In my work I come across examples of people whose bodies remember experiences that their conscious mind has repressed (as protection). These memories only comes up when triggered by experiences in the sensory present. Like the lady who came to me for a massage and my touch on the back of her neck suddenly triggered memories of being touched inappropriately by an older relative when she was 3!! Sometimes these may be full blown 'flashbacks' where you suddenly are in the memory, or more commonly it triggers a seemingly unrelated symptom or reaction like my recent client who inexplicably found herself unable to stop her compulsive eating where she had been successfully dieting before. The memory was of being told she would never amount to anything by her headmistress which disappointed her mother (to whom she was very closely attached emotionally). When her mother died that's when the problems began. She had begun to interpret her own past through this lens of being 'not enough' (shame), and only then did she develop anxiety, weight gain and depression.

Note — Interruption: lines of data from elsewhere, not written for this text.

PR #1175, opened 2026-05-20
add worker_subnet_uuid to kubernetes docs

d-honeybadger:
New field was just added to DOKS API.

### DIFF
--- a/specification/resources/kubernetes/examples/curl/kubernetes_create_cluster.yml
+++ b/specification/resources/kubernetes/examples/curl/kubernetes_create_cluster.yml
@@ -3,6 +3,5 @@ source: |-
   curl -X POST \
     -H "Content-Type: application/json" \
     -H "Authorization: Bearer $DIGITALOCEAN_TOKEN" \
-    -d '{"name": "prod-cluster-01","region": "nyc1","version": "1.14.1\
-    -do.4","tags": ["production","web-team"],"node_pools": [{"size": "s-1vcpu-2gb","count": 3,"name": "frontend-pool","tags": ["frontend"],"labels": {"service": "frontend", "priority": "high"}},{"size": "c-4","count": 2,"name": "backend-pool"}]}' \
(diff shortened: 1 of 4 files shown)


Bala-Nallamilli:
A few questions/suggestions before approving:

* Is worker_subnet_uuid immutable after cluster creation? I noticed cluster_update.yml isn't touched, which suggests this can't be changed post-create. If that's intentional, could we call it out in the description on the create side? Similar to how the ha field documents its behavioral constraints. Something like: "This value cannot be changed after the cluster is created."

* Should there be a scope requirement note? The sibling vpc_uuid field ends its description with Requires \vpc:read` scope.Since subnets are a VPC sub-resource, does setting/readingworker_subnet_uuidalso requirevpc:read(or some other scope)? Worth aligning with thevpc_uuid` precedent if so.

* Create-request example doesn't demonstrate the new field. The response examples in responses/examples.yml include worker_subnet_uuid, but the curl create example in examples/curl/kubernetes_create_cluster.yml doesn't show a caller actually setting it. Could we add it there so users see how to use the new field end-to-end?

* Minor: The description says "Requires vpc_uuid to be set" — is this constraint enforced server-side with a validation error? Just confirming, since the schema itself doesn't express the dependency (no dependentRequired/oneOf).

Otherwise LGTM — examples coverage is complete and the write/read description split follows the existing pattern nicely.

d-honeybadger:
> Is worker_subnet_uuid immutable after cluster creation? 

Yes, added a callout

> Should there be a scope requirement note? 

Yes, TY! Required vpc:read, same as vpc_uuid

> Create-request example doesn't demonstrate the new field.

Didn't realize that was separate from the response examples tbh. Added the field there.

> The description says "Requires vpc_uuid to be set" — is this constraint enforced server-side with a validation error? Just confirming, since the schema itself doesn't express the dependency (no dependentRequired/oneOf).

Yes, there is a validation in the API for this. I tried adding `dependentRequired`, but apparently it's only available in openapi 3.1 and we're on 3.0. And using "oneOf" to express this seems confusing, no? Not even sure how to express this with oneof tbh. If it's okay to just have a description callout, I'd keep it this way.

Bala-Nallamilli (approved):
* Immutability note added ✅
* vpc:read scope documented on both create and read sides ✅
* Curl create example now demonstrates the new field (and the broken line-continuation fix is a nice bonus) ✅
* Constraint wording softened ✅

Nice call on keeping worker_subnet_uuid in only some of the response examples — showing both the "custom subnet" and "default subnet" cases is clearer than having every example set it.

LGTM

This example unsettles the Western assumption that trauma is a fixed event lodged in memory. Instead, trauma emerges in the meaning we make of experiences. “Sometimes in life, you are responsible for changing something. Not because you’re to blame, but because you’re the only person who can.”
Barrett is careful here. She does not deny the reality of suffering nor suggest victims are culpable. Rather, she emphasizes the difference between blame and responsibility: we cannot control what happened, but we can sometimes reshape its meaning. This is why therapy often involves reframing memories, helping people construct new interpretations so that the same past experience no longer exerts the same predictive grip on the present.